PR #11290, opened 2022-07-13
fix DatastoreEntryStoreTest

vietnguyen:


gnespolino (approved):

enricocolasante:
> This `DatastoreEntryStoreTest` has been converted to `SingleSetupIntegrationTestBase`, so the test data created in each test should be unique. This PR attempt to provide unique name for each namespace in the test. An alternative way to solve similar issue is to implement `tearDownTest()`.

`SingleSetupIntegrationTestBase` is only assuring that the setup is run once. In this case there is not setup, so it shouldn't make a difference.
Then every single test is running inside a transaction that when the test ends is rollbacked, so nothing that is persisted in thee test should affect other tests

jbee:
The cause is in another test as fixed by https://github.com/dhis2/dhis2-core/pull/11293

EXERCISE REQUIREMENTS: Every line in the data that holds the string "DatastoreEntryStoreTest" should be returned.

EXPECTED OUTPUT:
fix DatastoreEntryStoreTest
> This `DatastoreEntryStoreTest` has been converted to `SingleSetupIntegrationTestBase`, so the test data created in each test should be unique. This PR attempt to provide unique name for each namespace in the test. An alternative way to solve similar issue is to implement `tearDownTest()`.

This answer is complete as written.